In order to understand how an application performs you need data. Logs, events, metrics, traces.
Observability and monitoring are expensive because you need to retrieve all this data across your system. An architeture these days is not a static rock where nothing happens and everything stays the same. You don’t have your 10 VPC, with always the same hostname that you can filter for.
Today you are on cloud, your instances are going up and down based on your load and it is easier for you to replace an EC2 that troubleshooting a failure.
Containers wrap your application and they makes it easy to deploy, as side effect you release more often, it means more data.
But the data are useless if you can not get anything good out from them, so they can be your silver buffet or a big pain, the difference is all made by your ability to use them to answer your questions or in the ability for your team aggregate them together in order to build automation with them.
To do all off this you need to manage high cardinality, this is word that sales team in tech are scary off because nobody will never sell an infinite high cardinality database, everything has a limit, and the unique solution is not a product itself but it is more like a mindset developers should have.
- You need to store the raw data for just the right time, forever is not an option.

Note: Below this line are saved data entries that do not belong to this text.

PR #3045, opened 2023-08-02
don't remove node above door if it's not a doors:hidden node

fluxionary:
currently, doors will remove the node above the door if the door is destroyed in various ways. however, there's times when the node above the door may *not* actually be a "doors:hidden" node, because of other mods. in particular, a mesecons sticky piston can be used to destroy an arbitrary node, whether or not it is private (can only be destroyed by a certain player) or protected (can only be modified if `minetest.is_protected` returns false). 

this PR checks that the node above the door is actually a "doors:hidden" node before destroying it.

### DIFF
--- a/mods/doors/init.lua
+++ b/mods/doors/init.lua
@@ -19,6 +19,10 @@ local function replace_old_owner_information(pos)
 	end
 end
 
+local function is_doors_upper_node(pos)
+	return minetest.get_node(pos).name == "doors:hidden"
+end
+
 -- returns an object to a door object or nil
 function doors.get(pos)
 	local node_name = minetest.get_node(pos).name
@@ -388,7 +392,9 @@ function doors.register(name, def)
 		end
 	end
 	def.after_dig_node = function(pos, node, meta, digger)
-		minetest.remove_node({x = pos.x, y = pos.y + 1, z = pos.z})
+		if is_doors_upper_node(pos) then
+			minetest.remove_node({x = pos.x, y = pos.y + 1, z = pos.z})
+		end
 		minetest.check_for_falling({x = pos.x, y = pos.y + 1, z = pos.z})
 	end
 	def.on_rotate = function(pos, node, user, mode, new_param2)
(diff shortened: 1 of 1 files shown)


mods/doors/init.lua
```diff
@@ -426,15 +432,21 @@ function doors.register(name, def)
 		def.node_dig_prediction = ""
 	else
 		def.on_blast = function(pos, intensity)
-			minetest.remove_node(pos)
+			if is_doors_upper_node(pos) then
+				minetest.remove_node(pos)
+			end
 			-- hidden node doesn't get blasted away.
-			minetest.remove_node({x = pos.x, y = pos.y + 1, z = pos.z})
+			if is_doors_upper_node(pos) then
```
sfan5, line 439: this is also wrong, you're checking pos but removing one above that

mods/doors/init.lua
```diff
@@ -654,9 +655,7 @@ function doors.register_trapdoor(name, def)
 		def.node_dig_prediction = ""
 	else
 		def.on_blast = function(pos, intensity)
-			if is_doors_upper_node(pos) then
-				minetest.remove_node(pos)
-			end
+			minetest.remove_node(pos)
 			return {name}
```
appgurueu: Should both of these `return {name}`? I believe the `return {name}` here should be removed, otherwise we get varying drops based on a race condition:

* If the top is blasted first, we get 2 doors.
* If the bottom is blasted first, the top is removed, and we only get one door.

Also: Am I missing something, or could you duplicate doors by blowing them up with TNT (before this patch)?

And in general, concerning the logic: Shouldn't both nodes remove each other to avoid inconsistent states? A "bottom without hidden top" shouldn't happen either, should it?

fluxionary: i'm deliberately not looking into whether `return {name}` is correct right now, or what the deal is w/ tnt. i'll try to look at it soon though. perhaps that should be a separate issue.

- You need to give access to these data across the company in order to build better aggregation. Build Engineers will probably need data not just from the CI pipeline but also from your VCS. SRE to understand how a code change behave in prod they need metrics from servers but also from the CI. Spread the knowledge
The technologies that gives you the ability to interact with a big set of unstructured data should support an high wrtie troughpoot and smart indexes that will allow your query engine to lookup for what you need fast enough!
So that’s what I have in my mind when I think about a database that can support monitoring data.
I am not selling anything mainly because I think a final solution doesn’t exist yet, I can not really tell you what to buy but you should look around for other companies at your same scale because everyone has this problem:
- Facebook has scuba
- A lot of people use Cassandra and they looks happy at least for its writing capabilities.
- There are new time series databases releases in a daily based
- At InfluxData we obviously use InfluxDB for this purpose
The general idea here is that the goal should be to group data that now are in different sources: NewRelic, InfluxDB, ElasticSearch, Papertrail in the same place, because it is rare to get the answer for your question just looking at logs, or metrics, you need an aggregation or a sample of different data.
This will bring the debugging and troubleshooting capabilities of your team to the next level, and listen to me, if you are working with a microservices architecture or with a highly distributed environment you need help from everything!